And that is not an isolated example: I do measure to what degree you are delusional about your knowledge, about your abilities, about your attitudes in the Starting Point Measurements.
Any number above 10% is a reason for concern, and indicates a serious issue with your ability to see things accurately, with being astute.
Your actions will come from what you see, but if what you see is delusional, all or most of your actions will be inaccurate... and you can see what kind of life that leads to...
PS: Some people opt to have coaching calls with me.
Those are quite expensive. The assumption is that you"ll learn what I know, learn what I teach through listening... but that has never happened and probably never will.
All coaching calls introduce concepts, principles, distinctions, that need to be learned... If you can"t learn them, don"t know how learn them, or won"t do what it takes to learn them, your net benefit from a coaching call is meager... Because it is not more valuable than reading a book.
Now I am starting to understand why people thank me for my time at the end of a call... they got my time, and that"s that.
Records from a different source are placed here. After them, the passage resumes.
PR #2019, opened 2021-12-15
Blind EIP-712 for core

mmilata:
Needs #1970.


matejcik:
superseded for now by https://github.com/trezor/connect/pull/983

Similarly, reading a book doesn"t teach you anything. Watching a video or 10 doesn"t teach you anything. ((Of course, if you are already an expert in the field of the book, a book and a video does teach you... In fields where I have enough chunks of knowledge, health, transformation, energies, everything teaches me, because I have chunks of knowledge by the thousands... and I have the art of transferring and connecting the dots. I am starting to see, it would be better and more accurate to say: connecting the chunks... chunks of knowledge.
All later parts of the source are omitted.